O Nunes do Nunes e o perigo de mais matança em São Paulo

Futuro vice-prefeito quer dar 'padrão Rota' à Guarda Civil Metropolitana

Nunes (MDB) venceu. O prefeito incidental, sem marca alguma em seu governo que seja digna de nota, venceu. O que sobrou da esquerda assistiu ao seu funeral, atônita, esmagada entre extrema direita e centro-direita, apesar de obter dois quintos dos votos no segundo turno.

Há lições a serem aprendidas pelo campo progressista em São Paulo nas alianças (faltou maior aceno ao centro, como fez Paes no Rio de Janeiro) e na comunicação (que, entre memes, não soube se conectar com os problemas reais da população, como fez Campos em Recife). Este obituário, provisório, há de ser escrito ainda.

Concentro-me, aqui, no entanto, em outro aspecto: o Nunes do Nunes. Com o prefeito eleito, venceu o ainda menos conhecido futuro vice-prefeito, o coronel Ricardo de Mello Araújo, ex-comandante da tropa de elite da Polícia Militar, a Rota. Cerca de 86% das pessoas que declararam voto em Nunes no Datafolha sequer conheciam seu vice.

Foi o coronel Araújo que defendeu, em 2017, quando comandava a Rota, que a abordagem policial nos Jardins deveria ser diferente da feita na periferia. “Não sou racista”, afirmou após a fala racista. Se não o é, o coronel Araújo tem apenas dado indícios no sentido contrário, qual seja, de pôr em prática um projeto violento de segurança.
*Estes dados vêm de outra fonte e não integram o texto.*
PR #1933, opened 2026-06-03
add AMR to thermal conduction module

aditivijayan:
### Description
Adding AMR capabilities to the Thermal Conduction routine. 

Major change is in the definition of addStrangSplitSourceswithBuiltin which now need flux registers to be passes are arguments.

### Related issues

### Checklist

## Summary by CodeRabbit

* **New Features**
  * Increased AMR refinement depth for thermal conduction runs to allow more levels in the refinement hierarchy.

* **Bug Fixes**
  * Improved electron conduction operator splitting to compute and reflux heat flux consistently across refinement boundaries (including higher AMR levels).
  * Added a validation to require subcycling to be off when electron conduction is enabled.
  * Reduced/disabled component residual output during runs.

* **Tests**
  * Updated the thermal conduction test parameters and GPU refinement tagging, switched to a Richardson-extrapolation workflow for verification.


aditivijayan:
@BenWibking - not sure why the DiskGalaxy is failing.

BenWibking:
> @BenWibking - not sure why the DiskGalaxy is failing.

I think it was just a Github hiccup. I've triggered a re-run for that action.

aditivijayan:
> > @BenWibking - not sure why the DiskGalaxy is failing.
> 
> I think it was just a Github hiccup. I've triggered a re-run for that action.

Great thanks! Please do let me know if there are comments/issues I need to address.

aditivijayan:
@markkrumholz  @BenWibking - can this be merged if there are no other comments/issues?

BenWibking:
> @markkrumholz @BenWibking - can this be merged if there are no other comments/issues?

I have not had a chance to review this in detail. I will try to get to in the next couple of days.

BenWibking:
@chongchonghe Do you know why `/azp run quick` didn't work on this PR?

chongchonghe:
now quick and rocm-quick is working

chongchonghe:
@aditivijayan The PR claims to add AMR support to ThermalConduction, but the test problem has not turned on AMR. Can you turn it on?

chongchonghe:
you also need to add a refinement criteria to the problem

chongchonghe:
I think this PR is not ready for review yet. You need to test the feature you added.

src/QuokkaSimulation.hpp
```diff
@@ -1115,6 +1116,8 @@ auto QuokkaSimulation<problem_t>::addStrangSplitSourcesWithBuiltin(amrex::MultiF
 				amrex::Abort("Electron conduction not implemented for > 0 levels.");
```
BenWibking: I don't see how this PR actually works. It looks like it should abort if more than 1 level exists in the test problem. Can you run this PR with an AMR test problem and include a plot of the results?

aditivijayan:
> you also need to add a refinement criteria to the problem

The refinement criterion has been added at - https://github.com/quokka-astro/quokka/pull/1933/changes#diff-40536436be20f3760e4de5cf5cd1320896802865fcb5639712d8e2cdd8bb391cR91

The input has been updated.

inputs/ThermalConduction.toml
```diff
@@ -14,7 +14,7 @@ amr.v = 1      # verbosity in Amr
 # Resolution and refinement
 # *****************************************************************
 amr.n_cell = [128, 128, 128]
-amr.max_level = 0  # number of levels = max_level + 1
+amr.max_level = 1  # number of levels = max_level + 1
```
BenWibking, line 18: This parameter is overridden by the Richardson test machinery, so this problem does not actually test AMR.

aditivijayan: Yep, that was it. Currently testing the problem.

aditivijayan:
Okay, so I checked-- the evolution seems to be okay.

Level 0:
image

Level 1:
image

The width of the Gaussian plotted against time is also a straight line and matches the expectation.
image

Following our discussion in the meeting as @markkrumholz suggested I'll try and figure out why exactly the test is failing.

aditivijayan:
image

@markkrumholz @BenWibking I did a bunch of experiments with changing resolution and AMR on/off. It seems that relative error increases when AMR is on. Is there any other way to estimate error with AMR?

aditivijayan:
So, I did the experiment with plotting out the relative errors. It seems most of the error is coming from the region being refined rather than out. 

image

The error seems to be increasing at the coarse fine boundary (shown in vertical lines).

markkrumholz:
That's interesting. If you add just 64 with no AMR to that plot, how does it compare?

aditivijayan:
> That's interesting. If you add just 64 with no AMR to that plot, how does it compare?

image

Shape of 64 (no AMR) is similar to 128 (no AMR) and it matches 64+AMR at large distances from the coarse-fine boundary.

BenWibking:
This looks consistent with error being generated at the coarse-fine boundary, although I don't see an obvious bug that would cause this.

BenWibking:
Did you run this test with AMR subcycling turned on?

BenWibking:
Ok, Codex found the issue: when subcycling is on (it is by default), the conduction module does not actually take a smaller timestep on refined levels compared to hydro (which it must, for stability):

```
• ## Review findings

  - P1 — AMR conduction violates its own stability limit. This PR enables max_level = 1 and removes the multilevel abort,
    exposing an existing timestep error. src/simulation.hpp:1332 takes only r fine substeps but multiplies the fine
    stability limit by r²; the assigned fine timestep is still dt₀/r at src/simulation.hpp:1387. For refinement ratio 2,
    fine conduction advances at twice its computed stable timestep. This is likely the numerical failure that looks like bad
    refluxing.

  - P1 — Rejected hydro attempts contaminate the flux register. Conduction immediately calls incrementFluxRegisters() at
    src/QuokkaSimulation.hpp:1155, before the CFL/burn acceptance check at src/QuokkaSimulation.hpp:2607. When an attempt
    fails, the retry loop restores only the state at src/QuokkaSimulation.hpp:2201; it does not undo the conduction
    CrseInit(ADD)/FineAdd. Reflux therefore includes fluxes from rejected attempts. Conduction contributions should be
    accumulated temporarily and committed only when final_success is true, like the hydro fluxes.

  - P1 — Valid no-op conduction configurations dereference undefined fluxes. ComputeExplicit() returns without defining
    heat_flux for dt <= 0, nonpositive conductivity, or an isothermal EOS at src/conduction/ElectronConduction.hpp:50. The
    reflux block nevertheless calls boxArray() and DistributionMap() on those default-constructed MultiFabs at src/
    QuokkaSimulation.hpp:1158. Either always define zero fluxes or return whether fluxes were produced.
```

The other two P1 issues need to be fixed before merging.

aditivijayan:
> Ok, Codex found the issue: when subcycling is on (it is by default), the conduction module does not actually take a smaller timestep on refined levels compared to hydro (which it must, for stability):
> 
> ```
> • ## Review findings
> 
>   - P1 — AMR conduction violates its own stability limit. This PR enables max_level = 1 and removes the multilevel abort,
>     exposing an existing timestep error. src/simulation.hpp:1332 takes only r fine substeps but multiplies the fine
>     stability limit by r²; the assigned fine timestep is still dt₀/r at src/simulation.hpp:1387. For refinement ratio 2,
>     fine conduction advances at twice its computed stable timestep. This is likely the numerical failure that looks like bad
>     refluxing.
> 
>   - P1 — Rejected hydro attempts contaminate the flux register. Conduction immediately calls incrementFluxRegisters() at
>     src/QuokkaSimulation.hpp:1155, before the CFL/burn acceptance check at src/QuokkaSimulation.hpp:2607. When an attempt
>     fails, the retry loop restores only the state at src/QuokkaSimulation.hpp:2201; it does not undo the conduction
>     CrseInit(ADD)/FineAdd. Reflux therefore includes fluxes from rejected attempts. Conduction contributions should be
>     accumulated temporarily and committed only when final_success is true, like the hydro fluxes.
> 
>   - P1 — Valid no-op conduction configurations dereference undefined fluxes. ComputeExplicit() returns without defining
>     heat_flux for dt <= 0, nonpositive conductivity, or an isothermal EOS at src/conduction/ElectronConduction.hpp:50. The
>     reflux block nevertheless calls boxArray() and DistributionMap() on those default-constructed MultiFabs at src/
>     QuokkaSimulation.hpp:1158. Either always define zero fluxes or return whether fluxes were produced.
> ```
> 
> The other two P1 issues need to be fixed before merging.

Right. How do you recommend I proceed with the sub stepping? One way would be run the ComputeExplicit loop nsubsteps times in QuokkaSimulation.hpp.

BenWibking:
> Right. How do you recommend I proceed with the sub stepping? One way would be run the ComputeExplicit loop nsubsteps times in QuokkaSimulation.hpp.

I would just have it abort if both conduction and `do_subcycle=1` are set, and require using a global timestep when conduction is enabled for now.

aditivijayan:
> > Right. How do you recommend I proceed with the sub stepping? One way would be run the ComputeExplicit loop nsubsteps times in QuokkaSimulation.hpp.
> 
> I would just have it abort if both conduction and `do_subcycle=1` are set, and require using a global timestep when conduction is enabled for now.

image

Turning off subcycling changes nothing, effectively.

BenWibking:
I realized another way error could be introduced at the coarse-fine boundary is if the coarse-level AMR interpolation is interpolated at the wrong time in the fine-level boundary condition call. For Strang splitting, the boundary conditions live at different times. If both the first-half and the second-half Strang split update pass the same time to the boundary conditions function, it will cause the order of accuracy to drop to first order.

BenWibking:
So I would redo the convergence test without subcycling, and plot L2, L1, and L_inf error norms. L2 should be close to second order, and L_inf should be close to zeroth order.

aditivijayan:
> So I would redo the convergence test without subcycling, and plot L2, L1, and L_inf error norms. L2 should be close to second order, and L_inf should be close to zeroth order.

image

It isn't monotonic for these resolutions. But if I were to remove 256:

image

aditivijayan:
> P1 — Valid no-op conduction configurations dereference undefined fluxes. ComputeExplicit() returns without defining
>     heat_flux for dt <= 0, nonpositive conductivity, or an isothermal EOS at src/conduction/ElectronConduction.hpp:50. The
>     reflux block nevertheless calls boxArray() and DistributionMap() on those default-constructed MultiFabs at src/
>     QuokkaSimulation.hpp:1158. Either always define zero fluxes or return whether fluxes were produced.

My commits this week have addressed these issues. 

Commit fixing updating flux registers, for issue 2, also solved issues 3.

aditivijayan:
@markkrumholz - this is ready for comments.

markkrumholz:
Do you have a convergence test result now showing that you get the expected order of convergence across resolution when you turn off level-by-level time stepping?

inputs/ThermalConduction.toml
markkrumholz: Is this resolved? If so, please close.

src/QuokkaSimulation.hpp
```diff
@@ -389,8 +393,8 @@ template <typename problem_t> class QuokkaSimulation : public AMRSimulation<prob
 
 	void addStrangSplitSources(amrex::MultiFab &state, int lev, amrex::Real time, amrex::Real dt_lev);
 	template <SourceOrder Order>
-	auto addStrangSplitSourcesWithBuiltin(amrex::MultiFab &state, std::array<amrex::MultiFab, AMREX_SPACEDIM> &state_fc, int lev, amrex::Real time,
-					      amrex::Real dt_lev) -> bool;
```
markkrumholz, line 407: This is a fairly major code infrastructure change, since you're changing the call signature of a routine that's used in many places. What is the reason for making this change, and have you verified that making this API change doesn't break other problems that use `addStringSplitSourcesWithBuiltin`?

src/QuokkaSimulation.hpp
```diff
@@ -1064,6 +1065,13 @@ auto QuokkaSimulation<problem_t>::addStrangSplitSourcesWithBuiltin(amrex::MultiF
...
 			}
 			fillBoundaryConditions(state, state, lev, time, quokka::centering::cc, quokka::direction::na, PreInterpState, PostInterpState);
+			std::array<amrex::MultiFab, AMREX_SPACEDIM> heat_flux;
+
+			for (int idim = 0; idim < AMREX_SPACEDIM; ++idim) {
+				auto ba_face = amrex::convert(state.boxArray(), amrex::IntVect::TheDimensionVector(idim));
+				heat_flux[idim].define(ba_face, state.DistributionMap(), state.nComp(), 0);
+				heat_flux[idim].setVal(0.0);
+			}
 			if constexpr (Physics_Traits<problem_t>::is_mhd_enabled) {
```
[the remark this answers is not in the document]
markkrumholz: Has this comment been addressed?

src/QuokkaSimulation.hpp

Turbinada por uma decisão de 2023 do Supremo Tribunal Federal que considerou as guardas civis municipais parte do sistema de segurança pública —e não apenas agentes responsáveis por zelar pelo patrimônio municipal—, a guarda metropolitana paulistana terá, a partir de 2025, em sua liderança um vice-prefeito coronel disposto a expandir o poder ostensivo e letal da corporação, no estilo “Guarda padrão Rota”, definição dada por ele mesmo ao seu projeto que ameaça gerar mais matança por agentes de segurança, já em alta sob Tarcísio de Freitas.

Padrão Rota nada mais é do que uma guarda civil que, ilegalmente, passará a abordar mais negros e pobres, sem qualquer inteligência policial e de forma violenta. Junto com Nunes, venceu o fuzil na mão da Guarda Civil Metropolitana e, como de praxe, na cabeça de pobre e negro.


Thiago Amparo – Advogado, é professor de direito internacional e direitos humanos na FGV Direito SP. Doutor pela Central European University (Budapeste), escreve sobre direitos e discriminação.